Ancient Martian Deltas: Evidence for Shallow and Deep Standing Bodies of Water

Abstract:

Ancient deltas on Mars are indicative of a geologic history composed of complex fluvio-deltaic deposits. We focus on two morphologically different deltas preserved on Mars, one located in the Jezero crater and the other in the Shalbatana Valles canyon. The Jezero delta, formed during the Noachian age, is a large fluvial delta with strong channelization and a rigid shoreline resembling a terrestrial delta. In contrast, the Shalbatana Delta is a smaller scaled more briefly lived delta system, developed during the Hesperian, that is characterized by its smooth and simple planform.
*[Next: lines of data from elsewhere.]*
PR #6343, opened 2015-12-06
[API v3] Tasks 2

paglias:
- [x] finish writing tests
- [x] port algos test for scoring task and random drops
- [x] GET user (with tests)
- [ ] checklist tests
- [x] tags tests
- [x] tasks' tags tests
- [x] port score logic (and tests)
- [ ] port cron logic (and tests)
- [ ] port cron middleware (and tests)
- [ ] add support for Mongoose's VersionError to error handler


common/script/api-v3/scoreTask.js
```diff
@@ -0,0 +1,251 @@
...
+export default function scoreTask (options = {}, req = {}) {
+  let {user, task, direction, times = 1, cron = false} = options;
+  let delta = 0;
+  let stats = {
+    gp: user.stats.gp,
+    hp: user.stats.hp,
+    exp: user.stats.exp,
+  };
+
+  // TODO return or pass to cb, don't add to user object
```
crookedneighbor, line 178: Whatever we do, we need some way to pass it on to the API client in the response.

test/api/v3/integration/tasks/POST-tasks.test.js
```diff
@@ -50,21 +56,41 @@ describe('POST /tasks', () => {
...
+        createdAt: 'yesterday',
+        updatedAt: 'tomorrow',
+        challenge: 'no',
+        completed: true,
+        streak: 25,
+        dateCompleted: 'never',
+      }).then((task) => {
+        expect(task.userId).to.equal(user._id);
+        expect(task.history).to.eql([]);
+        expect(task.createdAt).not.to.equal('yesterday');
```
crookedneighbor, line 76: `.to.not.equal` reads more naturally than `.not.to.equal`

common/script/api-v3/scoreTask.js
paglias, line 178: I was thinking about  saving this to user.notifications

PR #6365, opened 2015-12-12
removed gymnasium dependency status

VirenMohindra:
broken link- no point in keeping it in the readme


crookedneighbor:
Thanks for noticing that!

Evidence from previous studies on these Martian deltas such as the base level, mechanism to build sediment cohesion, estimated discharge, and time of formation offer support to ultimately discover why one delta drastically differs from the other. Based upon the observations from these two locations, we investigate through our physical experiments the conditions required to create these prograding deltas. We use carbonate precipitation in our experiments as a mechanism to increase bank stability, an alternative for any chemically driven precipitated deposits that potentially improve cohesion as vegetation does for terrestrial deltas. We found that there are differences in floodplain thickness, channelization, shoreline rugosity, and delta shape in the carbonate verse non-carbonate runs. Additionally, we conducted runs for isolating the influence that shallow and deep standing bodies of water have on prograding deltas. The experimental results suggested that the highly channelized delta (e.g., Jezero delta) rapidly prograded into a shallow body of water, covering a broader surface area and is dependent on a cohesive force for channel organization. On the contrary, Gilbert-type delta (e.g., Shalbatana delta) was best replicated when prograding into a deep standing body of water. Investigation using the experimental carbonate deltas suggests that cohesion results in better channelization (more elongate), smaller sediment aggradation rates, and more rugosity in shoreline. This information is important to further understand and piece together the climatic, hydraulic and biologic history of Mars.